Much later Leo smiled down at Roxy as she lay tangled in his sheets, her face flushed, her hair dishevelled. She grinned up at him. ‘So did it help? Have you decided which mousse?’
‘Both. Two small individual helpings each.’
‘Perfect. I’d like people to sample both. It will hopefully get them talking about Dolci.’
He propped himself up on one elbow. ‘Do you think you’ll stay with Dolci, carve out a corporate career?’
Roxy shook her head. ‘I’ll stay whilst Dolci is still in trouble. I won’t desert Ava. But I hope the whole Casseveti inheritance will get sorted out, and when it does, I want to branch out on my own. My dream is to open a bakery chain, imaginatively called Roxy’s. I’d like to have one in London, New York, Paris and Rome. I’d have a cake service that makes the best, most imaginative wedding cakes in town, I’d run baking classes, I’d have coffee and cake mornings, I’d—’ She stopped. ‘Sorry. I’m being boring.’
Leo shook his head. ‘No. You’re not. I want to hear about your plans and—’ he grinned at her ‘—there is really nowhere else I’d rather be.’

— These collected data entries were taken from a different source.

PR #11037, opened 2018-02-16
3.4 spatial support for 3D cartesian points

craigtaverner:
changelog: Added support for 3D cartesian and 3D WGS84 (GPS) points

### DIFF
--- a/community/kernel/src/main/java/org/neo4j/kernel/impl/util/ValueUtils.java
+++ b/community/kernel/src/main/java/org/neo4j/kernel/impl/util/ValueUtils.java
@@ -256,55 +256,66 @@ public final class ValueUtils
 
     public static PointValue pointFromMap( MapValue map )
     {
-        if ( map.containsKey( "x" ) && map.containsKey( "y" ) )
+        CoordinateReferenceSystem crs;
+        double[] coordinates;
+        if ( map.containsKey( "crs" ) )
         {
-            double x = ((NumberValue) map.get( "x" )).doubleValue();
-            double y = ((NumberValue) map.get( "y" )).doubleValue();
-            double[] coordinates = map.containsKey( "z" ) ? new double[]{x, y, ((NumberValue) map.get( "z" )).doubleValue()} : new double[]{x, y};
-            CoordinateReferenceSystem crs = CoordinateReferenceSystem.Cartesian;
-            if ( map.containsKey( "crs" ) )
+            TextValue crsName = (TextValue) map.get( "crs" );
+            crs = CoordinateReferenceSystem.byName( crsName.stringValue() );
+            if ( crs == null )
             {
-                TextValue crsName = (TextValue) map.get( "crs" );
-                if ( crsName.stringValue().equals( CoordinateReferenceSystem.Cartesian.getName() ) )
-                {
-                    crs = CoordinateReferenceSystem.Cartesian;
-                }
-                else if ( crsName.stringValue().equals( CoordinateReferenceSystem.WGS84.getName() ) )
-                {
-                    crs = CoordinateReferenceSystem.WGS84;
-                }
-                else
-                {
-                    throw new IllegalArgumentException( "Unknown coordinate reference system: " + crsName.stringValue() );
-                }
-            }
-            return Values.pointValue( crs, coordinates );
-        }
-        else if ( map.containsKey( "latitude" ) && map.containsKey( "longitude" ) )
-        {
-            double latitude = ((NumberValue) map.get( "latitude" )).doubleValue();
-            double longitude = ((NumberValue) map.get( "longitude" )).doubleValue();
-            if ( !map.containsKey( "crs" ) )
-            {
-                return Values.pointValue( CoordinateReferenceSystem.WGS84, longitude, latitude );
-            }
-
-            TextValue crs = (TextValue) map.get( "crs" );
-            if ( crs.stringValue().equals( CoordinateReferenceSystem.WGS84.getName() ) )
-            {
-                return Values.pointValue( CoordinateReferenceSystem.WGS84, longitude, latitude );
-            }
-            else
-            {
-                throw new IllegalArgumentException(
-                        "Geographic points does not support coordinate reference system: " + crs.stringValue() );
+                throw new IllegalArgumentException( "Unknown coordinate reference system: " + crsName.stringValue() );
             }
         }
         else
         {
-            throw new IllegalArgumentException(
-                    "A point must contain either 'x' and 'y' or 'latitude' and 'longitude'" );
+            crs = null;
         }
+        if ( map.containsKey( "x" ) && map.containsKey( "y" ) )
+        {
+            double x = ((NumberValue) map.get( "x" )).doubleValue();
+            double y = ((NumberValue) map.get( "y" )).doubleValue();
+            coordinates = map.containsKey( "z" ) ? new double[]{x, y, ((NumberValue) map.get( "z" )).doubleValue()} : new double[]{x, y};
+            if ( crs == null )
+            {
+                crs = coordinates.length == 3 ? CoordinateReferenceSystem.Cartesian_3D : CoordinateReferenceSystem.Cartesian;
+            }
+        }
+        else if ( map.containsKey( "latitude" ) && map.containsKey( "longitude" ) )
+        {
+            double x = ((NumberValue) map.get( "longitude" )).doubleValue();
+            double y = ((NumberValue) map.get( "latitude" )).doubleValue();
+            // TODO Consider supporting key 'height'
+            if ( map.containsKey( "z" ) )
+            {
+                coordinates = new double[]{x, y, ((NumberValue) map.get( "z" )).doubleValue()};
+            }
+            else if ( map.containsKey( "height" ) )
+            {
+                coordinates = new double[]{x, y, ((NumberValue) map.get( "height" )).doubleValue()};
+            }
+            else
+            {
+                coordinates = new double[]{x, y};
+            }
+            if ( crs == null )
+            {
+                crs = coordinates.length == 3 ? CoordinateReferenceSystem.WGS84_3D : CoordinateReferenceSystem.WGS84;
+            }
+            if ( !crs.isGeographic() )
+            {
+                throw new IllegalArgumentException( "Geographic points does not support coordinate reference system: " + crs );
+            }
+        }
+        else
+        {
+            throw new IllegalArgumentException( "A point must contain either 'x' and 'y' or 'latitude' and 'longitude'" );
+        }
+        if ( crs.getDimension() != coordinates.length )
+        {
+            throw new IllegalArgumentException( "Cannot create " + crs.getDimension() + "D point with " + coordinates.length + " coordinates" );
+        }
+        return Values.pointValue( crs, coordinates );
     }
 
     private static Map<String,AnyValue> mapValues( Map<String,Object> map )
--- a/community/kernel/src/main/java/org/neo4j/kernel/impl/util/ValueUtils.java
+++ b/community/kernel/src/main/java/org/neo4j/kernel/impl/util/ValueUtils.java
@@ -254,30 +254,31 @@ public final class ValueUtils
         return map( mapValues( map ) );
     }
 
-    public static PointValue fromMap( MapValue map )
+    public static PointValue pointFromMap( MapValue map )
     {
         if ( map.containsKey( "x" ) && map.containsKey( "y" ) )
         {
             double x = ((NumberValue) map.get( "x" )).doubleValue();
             double y = ((NumberValue) map.get( "y" )).doubleValue();
-            if ( !map.containsKey( "crs" ) )
+            double[] coordinates = map.containsKey( "z" ) ? new double[]{x, y, ((NumberValue) map.get( "z" )).doubleValue()} : new double[]{x, y};
+            CoordinateReferenceSystem crs = CoordinateReferenceSystem.Cartesian;
+            if ( map.containsKey( "crs" ) )
             {
-                return Values.pointValue( CoordinateReferenceSystem.Cartesian, x, y );
+                TextValue crsName = (TextValue) map.get( "crs" );
+                if ( crsName.stringValue().equals( CoordinateReferenceSystem.Cartesian.getName() ) )
+                {
+                    crs = CoordinateReferenceSystem.Cartesian;
+                }
+                else if ( crsName.stringValue().equals( CoordinateReferenceSystem.WGS84.getName() ) )
+                {
+                    crs = CoordinateReferenceSystem.WGS84;
+                }
+                else
+                {
+                    throw new IllegalArgumentException( "Unknown coordinate reference system: " + crsName.stringValue() );
+                }
             }
-
-            TextValue crs = (TextValue) map.get( "crs" );
-            if ( crs.stringValue().equals( CoordinateReferenceSystem.Cartesian.getName() ) )
-            {
-                return Values.pointValue( CoordinateReferenceSystem.Cartesian, x, y );
-            }
-            else if ( crs.stringValue().equals( CoordinateReferenceSystem.WGS84.getName() ) )
-            {
-                return Values.pointValue( CoordinateReferenceSystem.WGS84, x, y );
-            }
-            else
-            {
-                throw new IllegalArgumentException( "Unknown coordinate reference system: " + crs.stringValue() );
-            }
+            return Values.pointValue( crs, coordinates );
         }
         else if ( map.containsKey( "latitude" ) && map.containsKey( "longitude" ) )
         {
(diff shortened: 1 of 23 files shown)


enterprise/cypher/acceptance-spec-suite/src/test/scala/org/neo4j/internal/cypher/acceptance/SpatialFunctionsAcceptanceTest.scala
```diff
@@ -175,15 +184,36 @@ class SpatialFunctionsAcceptanceTest extends ExecutionEngineFunSuite with Cypher
...
+    )
+    val dist = result.columnAs[Any]("dist").next()
+    assert(dist == null)
+  }
+
+  test("distance function should return null if provided with points with different dimensions") {
+    val result = executeWith(expectedToSucceed,
+      """WITH point({x: 2.3, y: 4.5}) as p1, point({x: 1.2, y: 3.4, z: 5.6}) as p2
+        |RETURN distance(p1,p2) as dist""".stripMargin,
+      expectedDifferentResults = Configs.Version3_1 + Configs.AllRulePlanners // TODO should rather throw error
```
sherfert: I am unsure about this TODO. I think the test is correct and distance should return null. For the same reasons it must return null in other cases. I think we can remove the TODO.

enterprise/cypher/acceptance-spec-suite/src/test/scala/org/neo4j/internal/cypher/acceptance/SpatialFunctionsAcceptanceTest.scala
```diff
@@ -338,14 +368,40 @@ class SpatialFunctionsAcceptanceTest extends ExecutionEngineFunSuite with Cypher
     point.getCRS.getHref should equal("http://spatialreference.org/ref/epsg/4326/")
   }
 
+  test("3D point should be assignable to node property") {
+    // Given
+    createLabeledNode("Place")
+
+    // When
+    val config = expectedToSucceed - Configs.Cost3_1 - Configs.AllRulePlanners - Configs.Morsel
```
sherfert: There should be no need to explicitly subtract Morsel. It's not run by default.

enterprise/cypher/acceptance-spec-suite/src/test/scala/org/neo4j/internal/cypher/acceptance/SpatialFunctionsAcceptanceTest.scala
```diff
@@ -338,14 +368,40 @@ class SpatialFunctionsAcceptanceTest extends ExecutionEngineFunSuite with Cypher
...
+    createLabeledNode("Place")
+    graph.execute("MATCH (p:Place) SET p.location = point({x: 1.2, y: 3.4, z: 5.6}) RETURN p.location as point")
+
+    // When
+    val result = executeWith(Configs.All, "MATCH (p:Place) RETURN p.location as point",
+      planComparisonStrategy = ComparePlansWithAssertion(_ should useOperatorWithText("Projection", "point"),
+        expectPlansToFail = Configs.AllRulePlanners))
+
+    // Then
+    val point = result.columnAs("point").toList.head.asInstanceOf[Point]
```
sherfert: Can we also have an assertion on the size of the result list? (should be 1)

enterprise/cypher/acceptance-spec-suite/src/test/scala/org/neo4j/internal/cypher/acceptance/SpatialFunctionsAcceptanceTest.scala
```diff
@@ -440,6 +440,47 @@ class SpatialFunctionsAcceptanceTest extends ExecutionEngineFunSuite with Cypher
...
+    // When
+    val result = executeWith(expectedToSucceed - Configs.Version3_1 - Configs.AllRulePlanners,
+      "MATCH (p:Place) WHERE p.location = point({x: 1.2, y: 3.4, z: 5.6}) RETURN p.location as point",
+      planComparisonStrategy = ComparePlansWithAssertion({ plan =>
+        plan should useOperatorWithText("Projection", "point")
+        plan should useOperatorWithText("NodeIndexSeek", ":Place(location)")
+      }, expectPlansToFail = Configs.AbsolutelyAll - Configs.Version3_4 - Configs.Version3_3))
+
+    // Then
+    val point = result.columnAs("point").toList.head.asInstanceOf[Point]
```
sherfert: Here also missing an assertion on result list size.

community/kernel/src/main/java/org/neo4j/kernel/impl/util/ValueUtils.java
```diff
@@ -256,55 +256,66 @@ public static MapValue asMapValue( Map<String,Object> map )
...
-            return Values.pointValue( crs, coordinates );
         }
         else if ( map.containsKey( "latitude" ) && map.containsKey( "longitude" ) )
         {
-            double latitude = ((NumberValue) map.get( "latitude" )).doubleValue();
-            double longitude = ((NumberValue) map.get( "longitude" )).doubleValue();
-            if ( !map.containsKey( "crs" ) )
+            double x = ((NumberValue) map.get( "longitude" )).doubleValue();
+            double y = ((NumberValue) map.get( "latitude" )).doubleValue();
+            // TODO Consider supporting key 'height'
```
sherfert: Sounds weird if do not support "width" and "depth" either.

community/values/src/main/java/org/neo4j/values/storable/CoordinateReferenceSystem.java
```diff
@@ -131,4 +196,146 @@ public int hashCode()
...
+        double[] min = new double[dimension];
+        double[] max = new double[dimension];
+        int cartesianStartIndex = 0;
+        if ( geographic )
+        {
+            // Geographic CRS default to extent of the earth in degrees
+            min[0] = -180.0;
+            max[0] = 180.0;
+            min[1] = -90.0;
+            max[1] = 90.0;
```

Roxy surveyed her reflection in the mirror, looked round at the bedroom she’d shared with Leo for the past few joyous nights and back at herself. She’d gone all out on the dress, wanted to do justice to the launch dinner. It was a simple sheer black that left her arms and shoulders bare, cinched her waist with a wide band and fell in artful folds to her feet. This was the way she wanted Leo to remember her. She blinked fiercely. Not now. This dinner was so important, and she wanted every single precious memory to be a happy one.
A whistle from behind her pulled her from her reverie and she turned and smiled at Leo.

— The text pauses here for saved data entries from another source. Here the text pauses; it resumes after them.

PR #11045, opened 2018-02-19
More rigid FormatCompatibilityTest

burqen:
Add test for
- Put
- Remove


tinwelint (commented):
Question on the committed zip files: was it necessary to commit new versions of those? My expectation was that the initial state should be unchanged from what it was before this PR.

Otherwise looks great.

burqen:
Reason for new zip-files is because previous initial values was 0-20000. Now, instead we even numbers between 0-40000. This is to make it possible to later insert keys in the middle of the tree instead of only at the very end.

tinwelint (approved):

PR #11049, opened 2018-02-19
3.4 Fixed flaky PreElectionIT

phughk:
Test was failing because race condition meant heartbeats could occur during election and cancel election approval.

### DIFF
--- a/enterprise/causal-clustering/src/test/java/org/neo4j/causalclustering/scenarios/PreElectionIT.java
+++ b/enterprise/causal-clustering/src/test/java/org/neo4j/causalclustering/scenarios/PreElectionIT.java
@@ -19,8 +19,10 @@
  */
 package org.neo4j.causalclustering.scenarios;
 
+import org.hamcrest.Matchers;
 import org.junit.Rule;
 import org.junit.Test;
+import org.mockito.internal.hamcrest.HamcrestArgumentMatcher;
 
 import java.time.Clock;
 import java.util.ArrayList;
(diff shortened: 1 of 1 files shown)


enterprise/causal-clustering/src/test/java/org/neo4j/causalclustering/scenarios/PreElectionIT.java
```diff
@@ -76,19 +81,15 @@ public void shouldStartAnElectionIfAllServersHaveTimedOutOnHeartbeats() throws E
...
-        {
-            if ( Role.FOLLOWER == member.raft().currentRole() )
-            {
-                futures.add( CompletableFuture.runAsync( Race.throwing( () -> member.raft().triggerElection( Clock.systemUTC() ) ) ) );
-            }
-        }
+        // when a heartbeat is missed and an election is triggered on followers
+        // (NOTE: this is actually done in a loop in the then clause since race conditions lead to a heartbeat being received
+        // sometimes during election => cancelling election)
+        futures.addAll( triggerElectionOnFollowers( cluster ) );
```
andrewkerr9000, line 87: Do we need to do this here, given it's in the async assert function?

andrewkerr9000 (changes requested):
Good work debugging this.

This test was added in 3.2, so any fixes should start there.

As discussed offline, this test is redundant - the simpler and less flaky `shouldStartElectionIfLeaderRemoved` covers the same scenario. Therefore this test will be deleted.

phughk:
Conclusion: going to delete test for 3.2 instead

PR #11128, opened 2018-02-28
 Implement arithmetics for temporal values

sherfert:


community/cypher/interpreted-runtime/src/main/scala/org/neo4j/cypher/internal/runtime/interpreted/commands/expressions/Subtract.scala
```diff
@@ -19,9 +19,27 @@
...
+
+  override def apply(ctx: ExecutionContext, state: QueryState): AnyValue = {
+    val aVal = a(ctx, state)
+    val bVal = b(ctx, state)
+
+    (aVal, bVal) match {
+      case (x: TemporalValue[_,_], y: DurationValue) => x.minus(y)
+      case (x: DurationValue, y: DurationValue) => x.sub(y)
+      case (x: TemporalValue[_,_], y: TemporalValue[_,_]) => throw new CypherTypeException("You cannot subtract a temporal instant from another. " +
+        "To obtain the duration, use 'duration.between(temporal1, temporal2)' instead.")
```
fickludd, line 38: Nice error message, very helpful.

community/cypher/interpreted-runtime/src/main/scala/org/neo4j/cypher/internal/runtime/interpreted/commands/expressions/Add.scala
```diff
@@ -45,6 +45,9 @@ case class Add(a: Expression, b: Expression) extends Expression {
       case (x: IntegralValue, y: TextValue) => Values.stringValue(x.longValue() + y.stringValue())
       case (x: TextValue, y: FloatValue) => Values.stringValue(x.stringValue() + y.doubleValue())
       case (x: FloatValue, y: TextValue) => Values.stringValue(x.doubleValue() + y.stringValue())
+      case (x: TemporalValue[_,_], y: DurationValue) => x.plus(y)
+      case (x: DurationValue, y: TemporalValue[_,_]) => y.plus(x)
+      case (x: DurationValue, y: DurationValue) => x.add(y)
```
fickludd, line 50: I suggest to change `DurationValue.add` to `DurationValue.plus`, to adhere to the same pattern and the other values. Same with the other arithmetics on `DurationValue`.

fickludd (approved):
This looks good to me, some naming suggestion which can be ignore or done.

community/cypher/interpreted-runtime/src/main/scala/org/neo4j/cypher/internal/runtime/interpreted/commands/expressions/Add.scala
sherfert: Since the signatures are slightly different `Temporal.plus(Duration) : Temporal` while `Duration.add(Duration) : Duration`, i think it does not hurt having them named differently.

PR #11129, opened 2018-02-28
Don't use MethodHandle#invokeWithArguments for procedures et al

pontusmelke:
Turns out that `MethodHandle#invokeWithArguments` is a lot slower than normal reflection. 

These are numbers from calling a simple UDF directly, first case is with this change and the latter one is after applying change.

```
MethodHandle#invokeWithArguments 4739.831 ± 212.183  ops/ms
Method#invoke 24860.247 ± 847.512  ops/ms
```

I think there are more improvements to be done here but after applying this fix it looks like the usage of a HashMap in  in the `ProcedureRegistry` is a bigger bottleneck than the reflection.


fickludd (approved):
LGTM. Nice and easy improvement.

PR #11137, opened 2018-03-01
Fix regressions for nodeGetDegree

pontusmelke:
This includes four separate fixes:
- Fix bug in `nodeIsDense` which caused it to always return `false`
- abort early when computing degree for a given type, a type can belong to one-and-only-one group
- Use a traversal cursor directly for non-dense nodes instead of relying on the buffering done by the group cursor
- For `Expand(Into)`: Be smarter when to compute degrees for nodes in the compiled runtime, we should only compute the degree if both nodes are dense like we do in interpreted runtime


fickludd (approved):
I can't find anything to suggest really. Looks good. I assume that you verified that it solves the regressions using benchmarks like always.

PR #11138, opened 2018-03-01
Support for temporal types in Bolt

lutovich:
This PR makes Bolt version 2 aware of six new temporal types: DateTime, LocalDateTime, Date, Time, LocalTime and Duration. Bolt server will now be able to serialize and deserialize these types.

DateTime type contains time zone information either as an offset or as a zone name. That is why it is presented as two distinct types in Bolt. First contains offset as integer and second contains zone name as string.


ali-ince (approved):
Changes look good to me!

‘I think my eyes may be about to bug out of my head. You look beyond beautiful.’
‘Right back at you. You look scrumptious.’ Her smile mischievous now, seeing as he still hadn’t got ready, was stood there with only a towel wrapped round his waist, his brown hair shower damp.

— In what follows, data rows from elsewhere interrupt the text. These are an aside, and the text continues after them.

PR #11139, opened 2018-03-01
Explicitly reserve key bit for future use

tinwelint:
One of the bits in the key/value header is now explicitly reserved
for future use. This reduces max key size to 4905, but in reality
this limit is even lower anyway.

### DIFF
--- a/community/index/src/main/java/org/neo4j/index/internal/gbptree/DynamicSizeUtil.java
+++ b/community/index/src/main/java/org/neo4j/index/internal/gbptree/DynamicSizeUtil.java
@@ -21,6 +21,7 @@ package org.neo4j.index.internal.gbptree;
 
 import org.neo4j.io.pagecache.PageCursor;
 
+import static java.lang.String.format;
 import static org.neo4j.index.internal.gbptree.PageCursorUtil.getUnsignedShort;
 import static org.neo4j.index.internal.gbptree.PageCursorUtil.putUnsignedShort;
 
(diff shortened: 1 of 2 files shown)


community/index/src/main/java/org/neo4j/index/internal/gbptree/DynamicSizeUtil.java
```diff
@@ -89,7 +93,9 @@
     private static final int FLAG_FIRST_BYTE_TOMBSTONE = 0x80;
     private static final long FLAG_READ_TOMBSTONE = 0x80000000_00000000L;
     static final int MASK_ONE_BYTE_KEY_SIZE = 0x1F;
+    static final int MASK_TWO_BYTE_KEY_SIZE = 0xFFF;
```
MishaDemianenko: according to pictures of two byte key this mask should be 1FFF, isn't it?

community/index/src/main/java/org/neo4j/index/internal/gbptree/DynamicSizeUtil.java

‘Thank you kindly. I suppose I’d better get ready, though.’
Reluctantly she nodded. ‘We’ve still got tonight,’ she said, trying to keep her voice light, all too aware that it had dipped.
One last night. The words seemed to hover in the air.
And then Leo smiled, a smile that seemed to indicate he was more than good with that. And why shouldn’t he be? He didn’t love her, not without the pity glasses on. ‘We’ll make it a night to remember,’ he said.
‘Starting now. I’ll go down and double-check on the cake and desserts before the guests get here.’ And later, no matter what, she would make sure their last hours together would create precious memories.